Hadislerden anlaşılıyor ki; Hz. Peygamber (s.a.s.) Ramazan’ın son on gecesini daha özel bir ibadetle geçiriyor ki bu ibadetin ismi itikâftır. Peygamber Efendimizin (s.a.s.) sünneti olan itikaf ne demektir? Sözlükte “hapsetmek, alıkoymak; bir yere yerleşmek, oraya bağlanıp kalmak” anlamlarındaki akf kökünden türeyen itikâf, bu manaların yanında kişinin kendisini sıradan davranışlardan uzak tutmasını, fıkıh terimi olarak da ibadet amacıyla ve belirli bir şekilde camide kalmasını ifade eder. İtikâfa giren kimseye mutekif veya âkif denir. (Mehmet Şener, İ’tikaf, DİA, , XXIII, 457) İtikâf, niyet ederek beş vakit namaz kılınan bir camide, belirli kurallara uyarak, ibadet maksatlı kalmaktır. Kadının itikafı, evinde mescid olarak ayırdığı odada olur. İtikâf, Ramazanın son on gününde kifaye olarak sünneti müekkededir. İtikâfa giren, camide yer, içer, uyur. Abdest, tuvalet gibi doğal ya da zaruri ihtiyaç sebebiyle camiden dışarı çıkar. Cenaze namazı için ise dışarı çıkamaz. Nafile olan itikâfın en azı bir gündür. Ebû Yusuf en az süreyi, bir günün yarıdan fazlası olarak belirlerken İmam Muhammed itikâf için bir saati de yeterli bulur (Merğînânî, el-Hidaye, I, 132). İtikâf, kişinin Rabbi ile baş başa kalması, kendini bir müddet dünya meşgalesinden arındırmasıdır. Hz. Peygamber (s.a.s.) “İtikâfa giren günahlarda uzak kalır ve kendisine tüm iyilikleri işleyen gibi sevap yazılır.” (İbn Mace, Sıyam, 67) buyurmuştu. İtikâfa giren kimsenin gücü yettiği kadar namaz kılması, Kur’an okuması, istiğfar etmesi, dua ve niyazda bulunması, kelime-i tevhid ve tekbir getirmesi, Allah’ın varlığı, birliği, kudreti hakkında düşünceye dalması, gereksiz şeyler konuşmaması, başta Hz. Peygamber’in hayatına dair kitaplar olmak üzere dinî-ilmî eserler okuyarak vaktini değerlendirmesi müstehaptır. (Şener, 457)

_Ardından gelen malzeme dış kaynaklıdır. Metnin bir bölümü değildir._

PR #6520, opened 2020-10-14
Add NamedChain for pre-mainnet

mgorven:
We should be able to start using a stable chain ID for pre-mainnet, add
a named chain.


davidiw (approved):
exciting times!

PR #940, opened 2019-10-29
Deploy translation updates and remove 1aim

skade:
cc @Manishearth


pietroalbini:
r=me once https://github.com/rust-lang/www.rust-lang.org/pull/941 is added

Hz. Aişe’nin (r.anha) bildirdiğine göre: “Resul-i Ekrem Ramazanın son on gününde itikâfa girerdi. O bu âdetine vefatına kadar devam etmiştir. Sonra onun ardından hanımları itikâfa girmiştir.” (Buhârî, İtikâf, 1; Müslim, İtikâf, 5) Peygamber Efendimiz (s.a.s) Kadir gecesine isabet etmek, ihya etmek maksadı ile Ramazanın son on gecesinde itikafa girerdi. Covid 19 salgını sürecinde bu yıl camilerde itikafa giremesek de evlerimizde itikaf gibi hayat sürebiliriz. Hanımlar ise bu sünneti ihya edebilir. Rabbimiz Ramazan ayının son on gününü değerlendirebilmeyi, sağlık, sıhhat içerisinde bayrama kavuşabilmeyi ve bu sıkıntılarda kurtulmayı nasip eylesin.